PR #1137, opened 2022-06-08
fix: allow catalog groups with no id and fix validation of links and reference matching

fsuits:
## Types of changes

## Summary
Catalog group id's are optional so now create ids for any groups missing id's on import and give warning
Fixed bug counting links and references during validation
Added new load_validate.py file to validate files during load - which will also create group id's if needed
Then replaced all functions like load_top_level... to use the load_validate instead.

## Key links:

# Before you merge

### DIFF
--- a/trestle/core/commands/import_.py
+++ b/trestle/core/commands/import_.py
@@ -86,9 +86,8 @@ class ImportCmd(CommandPlusDocs):
                                                                 ).resolve()
 
             if desired_model_path.exists():
-                raise TrestleError(
-                    f'Cannot import because file to be imported here: {desired_model_path} already exists.'
-                )
+                logger.warning(f'Cannot import because file to be imported here: {desired_model_path} already exists.')
+                return CmdReturnCodes.COMMAND_ERROR.value
 
             if args.regenerate:
                 logger.debug(f'regenerating uuids in imported file {input_uri}')
@@ -121,7 +120,7 @@ class ImportCmd(CommandPlusDocs):
                     logger.warning(f'Validation of imported file {desired_model_path} did not pass.  Stopping import.')
                     rollback = True
             except TrestleError as err:
-                logger.warning(f'Import of {str(input_uri)} failed with validation error: {err}')
+                logger.error(f'Import of {str(input_uri)} failed with validation error: {err}')
                 rollback = True
 
             if rollback:
--- a/trestle/core/commands/import_.py
+++ b/trestle/core/commands/import_.py
@@ -29,6 +29,8 @@ from trestle.core.models.elements import Element
 from trestle.core.models.file_content_type import FileContentType
 from trestle.core.models.plans import Plan
 from trestle.core.remote import cache
+from trestle.core.validator import Validator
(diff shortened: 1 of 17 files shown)


enikonovad (commented):
I was playing around and got a bit confused with the use case. Say we have an existing catalog `ABC_catalog` that contains something like this (notice no group id):
```
"groups": [
      {
        "title": "",
        "controls": [
          {
            "id": "abc-1",
            "title": "ABC Test",
            "parts": [
              {
                "id": "abc-1_smt",
                "name": "statement",
                "prose": "Some Prose."
              }
            ]
          }
        ]
      }
   ]
```
And it is markdown representation.
Now we run `trestle author catalog-assemble -v --set-parameters --markdown md_catalogs/ABC_catalog --output ABC_catalog` for this catalog. 
It will result in error since control ids do not match the group.

My question is, is this a possible scenario? How can we expect the control ids to match group id?

fsuits:
OK I had to make many changes, but to summarize I rely on validation to create group id's as needed - but some of the load functions were not doing validation.  I added a new file load_validate to do loads and validations without causing circular imports.  I then changed all functions like load_top_level_model to use these methods - but they are still present in the tests, but that should be ok.

enikonovad (approved):
LGTM - looks solid, one suggestion is to add a component test that would import a catalog with no id, generate markdown and assemble back. And test that group id is assigned on all stages. Otherwise looks good.


```

trestle import -f <path_to_catalog>/CATALOG_WITH_NO_GROUP_ID.json -o A_CATALOG
trestle author catalog-generate --name A_CATALOG --output md_A_CATALOG
trestle author catalog-assemble --markdown md_A_CATALOG --output A_CATALOG

```

fsuits:
Your additional request ended up being important.  It turns out that Import runs the validation *after* importing the file, which means the validation doesnt get to fix the file.  I needed to add an early validation of the model in memory immediately after loading it.  This will prevent saving the model if it is not valid - but it will allow fixing it in ways that trestle is able to do during validation.  Validation is then run again on the saved file - as a final check.  A more elaborate test has been added to do the full import, generate markdown, then assemble with a catalog missing group id.

trestle/core/commands/import_.py
```diff
@@ -66,6 +68,14 @@ def _run(self, args: argparse.Namespace) -> int:
 
             model_read, parent_alias = fetcher.get_oscal(True)
 
+            # validate the loaded model in memory before writing out
+            # this will do any needed fixes to the file, such as assign missing catalog group ids
+            args_validate = argparse.Namespace(mode=const.VAL_MODE_ALL)
+            validator: Validator = validator_factory.get(args_validate)
+            if not validator.model_is_valid(model_read, True):
+                logger.warning(f'Validation of file to be imported {input_uri} did not pass.  Import failed.')
+                return CmdReturnCodes.COMMAND_ERROR.value
```
enikonovad, line 77: Since this ends the execution it should be an error instead.

enikonovad (approved):
LGTM - please use error instead of warning to confirm to logging in the rest of the commands

PR #1142, opened 2022-06-23
fix: Correct typo in README

folksgl:
Fix typo in README


fsuits (approved):
Thanks!  There may be other examples of Australian/British spelling vs. American and we will try to be consistent.

Issue #1161, opened 2022-08-25
Add special handling for display-name and namespaces in properties


fsuits:
## Issue description / feature objectives
Currently set-parameters do not show properties or namespace in the markdown yaml header - but it is desirable to have the new "display-name" property visible and editable in the header.

In addition, when a new display name is added, an appropriate namespace should be assigned to it.

Furthermore, if any new property is added to a  control or part, a namespace should be assigned to it.
## Caveats / Assumptions
We want to provide the needed editing capability without making the yaml header too busy or confusing.

~~No namespace values will ever be listed for properties in the yaml header - and instead they will either be as set in the source .json, or they will be specified by two new command line options described below.~~

## Completion Criteria

1. Provide special handling of the display-name property in set-parameters by including it in the markdown yaml header along with name, values, etc.
2. The user may add or edit that display name
3. ~~Provide new command line option display-name-ns for profile-assemble to specify the namespace for *all* display-name properties in the control.  If that value is provided on the command line, all display-name properties will have that namespace in the assembled profile.~~
4. Also provide new command line option default-namespace to use as the namespace for any added property that doesn't already have a namespace specified.  ~~This only applies to profile-assemble.~~
5. If other -assemble commands should behave this way - please edit this list.

vikas-agarwal76:
As discussed, during profile generate we will specify a CLI option default-ns. This would be shown in YAML header as a non-editable field. Currently we are assuming that "display-name" props of set-parameters will use this default ns. If in future they are using a different namespace then we will add another CLI option to specify the namespace for set-parameter properties (as we don't want to display the ns with each set-parameter property to keep set-parameter YAML headers simple).

For other properties at the control and subpart level, if the ns value is same as default-ns then the namespace for that property will not be shown in YAML header, else YAML header will show the specific ns for that property. If user creates or edits a property and don't specify a namespace in YAML header then the default-ns will be used during profile generate.
During profile-generate the default-ns CLI option will be optional. If not specified then the one from Makdown file will be used, else If specified then it will override the default namespace from markdown for all properties for which a namespace has not been explicitly specified in the YAML header. Properties with explicit namespace specified in YAML header will always have that namespace (not the default namespace).

fsuits:
To summarize the desired behavior:

1. A new command line option default-namespace will be added to profile generate and assemble
[...]

PR #1162, opened 2022-08-26
feat: handle display name as property and initial handling of namespace option

fsuits:
## Types of changes

## Summary
Handle display name as special property
namespace handling is only initially sketched in and will be filled in later.

partial #1161 
## Key links:

# Before you merge

### DIFF
--- a/tests/trestle/core/commands/author/profile_test.py
+++ b/tests/trestle/core/commands/author/profile_test.py
@@ -193,6 +193,8 @@ def test_profile_generate_assemble(
     if set_parameters:
         assert set_params[0].param_id == 'ac-1_prm_1'
         assert set_params[0].values[0].__root__ == 'all personnel'
+        assert set_params[0].props[0].name == const.DISPLAY_NAME
+        assert set_params[0].props[0].value.startswith('Pretty')
         assert set_params[1].param_id == 'ac-1_prm_2'
         assert set_params[1].values[0].__root__ == 'Organization-level'
         assert set_params[1].values[1].__root__ == 'System-level'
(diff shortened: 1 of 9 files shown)


tests/trestle/core/commands/author/profile_test.py
```diff
@@ -356,7 +359,8 @@ def test_profile_failures(tmp_trestle_dir: pathlib.Path, monkeypatch: MonkeyPatc
         required_sections='NeededExtra',
         regenerate=False,
         version=None,
-        allowed_sections=None
+        allowed_sections=None,
+        namespace=''
```
enikonovad, line 363: What about the test where namespace is set to something?

trestle/core/resolver/modify.py
```diff
@@ -361,6 +365,11 @@ def _modify_controls(self, catalog: cat.Catalog) -> cat.Catalog:
                     self._set_parameter_in_control_or_loose(set_param)
             alters = self._profile.modify.alters
 
+        # an add with no by-id applies to the control
+        # if position is starting it should appear immediately after title
+        # if position is ending it should appear at end
+        # if not specified it defaults to ending
+        # if no by-id then before is treated as starting and after is treated as ending
```
enikonovad, line 372: Shall this be formalised in the function docs?

trestle/core/commands/author/profile.py
```diff
@@ -319,6 +332,7 @@ def assemble_profile(
             version: Optional version for the assembled profile
             required_sections: Optional List of required sections in assembled profile, as comma-separated short names
             allowed_sections: Optional list of section short names that are allowed, as comma-separated short names
+            default_namespace: Optional namespace to be used for properties that don't have namespace specfied
```
enikonovad, line 335: I don't see how this namespace is used in the assemble ?

enikonovad (changes requested):
I am missing a part here, how does namespace is propagated to assembled profile? I think now it is ignored...
Please add the test to generate and assemble the profile with namespace other than `''`

tests/trestle/core/commands/author/profile_test.py
fsuits: I have updated the PR description to indicate namespace is not functional and is only initially sketched in.  There is an issue describing how namespaces should work, so the matter is tracked.  This pr only addresses new functionality for display-name.

trestle/core/resolver/modify.py
fsuits: this is a private function so I don't think it warrants full documentation, and the point of those comments is just a reminder for the logic of how position works, and how the defaults are specified by NIST.

trestle/core/commands/author/profile.py
fsuits: it isn't yet but it will be finished after demo

trestle/core/resolver/modify.py
enikonovad: The problem is that comments like that became outdated as code develops, easier to change docs rather than comment. But fine to keep for now

enikonovad (approved):
LGTM - approving as the work is partial. Please link this PR to the issue for the easier tracking in the future

PR #1198, opened 2022-10-10
feat: show inherited props in yaml header for profile-generate markdown

### LINKED ISSUE #1187: Handling chaining of profiles properly
When multiple profiles are chained one after another, the last profile's Markdown files should show the parameters, props, and sections properly to differentiate ones that are inherited from other profile and ones that are added in the current profile.

### Sections
Sections inherited from imported profiles/catalogs should be shown before the "Editable Content" header. Any changes in these sections should be ignored.

Only sections added after the "Editable Content" header will be part of this profile.

### Parameters
x-trestle-set-params:
  ra-5_prm_1:
    profile-values: weekly operating system/infrastructure and databases; weekly container
      images; quarterly web applications; annual source code/static analysis
    values:
    display-name: RA-5 (a)

"values" will always show the inherited value from imported profiles/catalog, whereas "profile-values" will show the value set in the current profile.

### Properties
Currently we have x-trestle-add-props: only which contain the properties . We need to divide the props in YAML header into 2 groups - one inherited from imported profiles/catalogs that are only for display purpose and other for props added in the current profile.

We can retain x-trestle-add-props: to show props added in current profile and have another header like - "x-trestle-inherited-props" to show props that are inherited and cannot be updated.

Keeping the x-trestle-add-props header for props added in current profile will simplify the migration from current Markdown as inherited props are currently not shown and will be shown in a new header.

fsuits:
## Types of changes

## Summary
New feature to list inherited props added by profiles in profile-generate
Refactored code with more comprehensions instead of loops
Added additional tests to check proper update of contents in resolved profile after updates to upstream catalog and controls
Clarified handling of sections to confirm CLI value of sections overrides what is in the yaml header

closes #1187 

## Key links:

# Before you merge


trestle/common/list_utils.py
```diff
@@ -79,7 +79,33 @@ def delete_item_from_list(item_list: List[Any], value: Any, key: Callable[[Any],
     return item_list
 
 
+def get_item_from_list(
+    item_list: Optional[List[Any]], value: Any, key: Callable[[Any], Any], remove: bool = False
+) -> Any:
+    """Get item from list if present."""
```
enikonovad, line 85: Please provide description for the function args as well

trestle/common/list_utils.py
```diff
@@ -79,7 +79,33 @@ def delete_item_from_list(item_list: List[Any], value: Any, key: Callable[[Any],
     return item_list
 
 
+def get_item_from_list(
+    item_list: Optional[List[Any]], value: Any, key: Callable[[Any], Any], remove: bool = False
+) -> Any:
```
enikonovad, line 84: Please use `TG`  instead of `Any` here. The problem with `Any` is that Python type checker will not validate the type at all, as _anything_ can be returned. If we instead use `TG` the types will be "linked" and type checker will work.

Consider a very simple identity function
```
def identity(a: Any) -> Any:
    return a
```

And call it 
```
a_number = identity(23)
print(a_number + "test") <--- This will not notify user of the type error.
```

However, if we use `TG` it will.

trestle/common/list_utils.py
```diff
@@ -79,7 +79,33 @@ def delete_item_from_list(item_list: List[Any], value: Any, key: Callable[[Any],
...
+    """Get item from list if present."""
+    if not item_list:
+        return None
+    keys = [key(item) for item in item_list]
+    item = None
+    if value in keys:
```
enikonovad, line 90: What if there are multiple values in the array? Should we return multiple values then? If not specify in the doc that only the first one will be returned

trestle/common/list_utils.py
```diff
@@ -79,7 +79,33 @@ def delete_item_from_list(item_list: List[Any], value: Any, key: Callable[[Any],
...
+    return get_item_from_list(item_list, value, key, True)
+
+
 def delete_list_from_list(item_list: List[Any], indices: List[int]) -> None:
     """Delete a list of items from a list based on indices."""
     for index in sorted(indices, reverse=True):
         del item_list[index]
+
+
+def merge_dicts(dest: Optional[Dict[str, str]], src: Optional[Dict[str, str]]) -> Dict[str, str]:
```
enikonovad, line 109: Should we follow a convention of bash commands and do src, dest instead of dest, src?

trestle/core/control_interface.py
```diff
@@ -518,10 +512,10 @@ def is_withdrawn(control: cat.Control) -> bool:
...
         This is determined by property with name 'status' with value 'Withdrawn'.
         """
-        for prop in as_list(control.props):
-            if prop.name and prop.value:
-                if prop.name.lower().strip() == 'status' and prop.value.lower().strip() == 'withdrawn':
-                    return True
+        for _ in as_filtered_list(
+                control.props,
+                lambda p: strip_lower_equals(p.name, 'status') and strip_lower_equals(p.value, 'withdrawn')):
+            return True
```
enikonovad, line 518: if as_filtered_list(.... -> return True?

trestle/core/control_context.py
```diff
@@ -53,6 +53,7 @@ class ControlContext:
     allowed_sections: Optional[str] = None
     comp_def: Optional[comp.ComponentDefinition] = None
     comp_name: Optional[str] = None
+    inherited_props: Optional[Dict[str, Any]] = None
```
enikonovad, line 56: What is Any here?

trestle/core/profile_resolver.py
```diff
@@ -29,17 +33,49 @@ class ProfileResolver():
...
+        cat_interface = CatalogInterface(res_cat)
+        for control in cat_interface.get_all_controls_from_dict():
+            part: com.Part = pop_item_from_list(control.parts, TRESTLE_INHERITED_PROPS, lambda p: p.name)
+            if part:
+                props_list: List[Dict[str, Any]] = []
+                for prop in as_list(part.props):
+                    props_list.append({'name': prop.name, 'value': prop.value})
+                for sub_part in as_list(part.parts):
+                    for prop in as_list(sub_part.props):
+                        props_list.append({'name': prop.name, 'value': prop.value, 'part_name': sub_part.title})
```
enikonovad, line 61: what about sub_part.part?

enikonovad (changes requested):
Nice to see more list comprehensions as it cleans up the code. Please see some comments regarding the typing

trestle/common/list_utils.py
fsuits: Done

trestle/common/list_utils.py
fsuits: Now using TG for the items and TG2 for the value and callable result

trestle/common/list_utils.py
fsuits: Docs now emphasize first

trestle/common/list_utils.py
fsuits: For me this is most natural and it's what I encounter more.  Either way can be confusing - but it is documented.

trestle/core/control_interface.py
fsuits: I think it's ok this way because it allows a short-circuit exit on the first hit.  I don't think just using `if` would avoid evaluating the entire array if there are multiple hits.

trestle/core/control_context.py
fsuits: The Any is itself a recursive Dict of [str, Dict[str, Dict[str]]]...] - so I think this is ok.

trestle/core/profile_resolver.py
fsuits: This is a structure that trestle creates and it is not recursive.  It's just a way to keep track of added props.  Props are added either at the control level as a single list, or by_id as a list bound a by_id sub_part.  It is described in the docs of that function.

trestle/core/control_interface.py
enikonovad: I meant just simply checking if the resulting array is empty or not would be the same?

trestle/core/profile_resolver.py
enikonovad: Seems a bit limiting to not display props in the deepest parts, but if that is by design then okay.

enikonovad (approved):
LGTM

trestle/core/profile_resolver.py
fsuits: All added props are captured in this list - they can be added at any level - by-id - and they will appear in this list.  There is no need for a deep list because this is just a list of added props that trestle uses to feed them out to the catalog writer.  And then the list is deleted from the control.

trestle/core/control_interface.py
fsuits: If you have 10 million items and the first is a hit then the loop i have will immediately exit and I don't think the `if` approach will do that.  I believe it will evaluate the entire list.  If that is incorrect it would be good to know.

Issue #1282, opened 2023-02-09
Reduce the number of JSON test data in favour of generating it on the fly


enikonovad:
## Issue description / feature objectives
Currently Trestle tests use a lot of hardcoded test data which is hard to maintain and update. Instead, we should either generate it on the fly from the schema or have a few common test files and modify their content in-memory to test specific cases.

This will allow to reduce the load on the developers when updating to the new OSCAL schemes or writing new tests.

## Completion Criteria
1. Review current JSON test data and access its need.
2. Explore the ways to reduce the number of test data, whether by generating it on the fly or modifying a "base" files as desired.
3. Provide a new functionality for the tests to fetch or generate the required data. 
4. Test's logic should remain the same.

PR #1298, opened 2023-02-17
feat: Add ability to view version of the individual OSCAL object

### LINKED ISSUE #1292: Add ability to view version of the particular OSCAL object
As user, I would like to be able to get the version of the OSCAL object that I work with without opening the file.
Such functionality will be needed for automation as well.

The task is to extend `trestle version` functionality to take a specific OSCAL model and return its metadata version.

## Completion Criteria
`trestle version -n <object_name> -t <type>` should return metadata version of that object.
`trestle version` logic should remain the same and return Trestle version and used OSCAL version.

enikonovad:
## Types of changes

## Summary

Added ability to view the metadata version of the individual OSCAL objects.

`trestle version -n <object_name> -t <type>` will return metadata version of that object.
`trestle version` has the same logic as previously

## Key links:

# Before you merge

Closes #1292


fsuits:
The validate command also allows model name and model type, but it finds the model using `get_models_of_type` in `model_utils`.  See line 62 in `validator.py`  This would allow support for all (and future) model types, but it does require spelling out the full model type.  See the `-h` help command for `validate`.

We could use some kind of lookup based on short names like `ssp` but if so the validate command should be similarly changed.

So I would avoid using the term 'folder' and just refer to model name and model type - with the full type.

For test coverage you can just generate models on the fly, set the version or whatever as you like, and save them out - then query the version.  This could even be done in a loop over all model types, generate random strings for version et al., and not rely on existing test data.

If there is a reason you only want to support a subset of types then the above may not apply, but I would aim to keep things consistent with `validate`.

enikonovad:
@fsuits , good suggestions will address it.

enikonovad:
@fsuits I have addressed the comment and now the `trestle version` will support all models similarly to `validate`.
Also did a small refactoring (mostly renaming) of existing functionality in `model_utils`. This class will need further revision.

As for the tests, I think we can postpone the generation of the models on the fly until the #1282 is completed

trestle/core/commands/version.py
```diff
@@ -30,7 +33,44 @@ class VersionCmd(CommandBase):
...
 
+    def _init_arguments(self) -> None:
+        self.add_argument('-n', '--name', help='Name of the OSCAL object (folder name)', default=None, type=str)
+        self.add_argument(
+            '-t',
+            '--type',
+            help='Name of the OSCAL type (catalog, profile, component-definition, system-security-plan, etc)',
+            default=None,
+            type=str
+        )
```
fsuits, line 44: I would say "Name of the OSCAL model" (and not mention folder name).  'Object' sounds lower level than model - and this only deals with what we refer to as OSCAL models.  None of the CLI commands mentions folder name, so this would stand out in that regard.  Models have a type and they are stored in trestle somehow by name - so just refer to the model name and type.

And on line 41 I would just say "Type of the model being queried: (catalog ...)"  This emphasizes the -t as type, and I don't think we need to say "name of the type".

fsuits (approved):
LGTM with minor comment

trestle/core/commands/version.py
enikonovad: done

_Work to complete_. Once you have located every line with the word "author" in the material above, list those lines.

_Answer below_.
Now we run `trestle author catalog-assemble -v --set-parameters --markdown md_catalogs/ABC_catalog --output ABC_catalog` for this catalog. 
trestle author catalog-generate --name A_CATALOG --output md_A_CATALOG
trestle author catalog-assemble --markdown md_A_CATALOG --output A_CATALOG
--- a/tests/trestle/core/commands/author/profile_test.py
+++ b/tests/trestle/core/commands/author/profile_test.py
tests/trestle/core/commands/author/profile_test.py
trestle/core/commands/author/profile.py
tests/trestle/core/commands/author/profile_test.py
trestle/core/commands/author/profile.py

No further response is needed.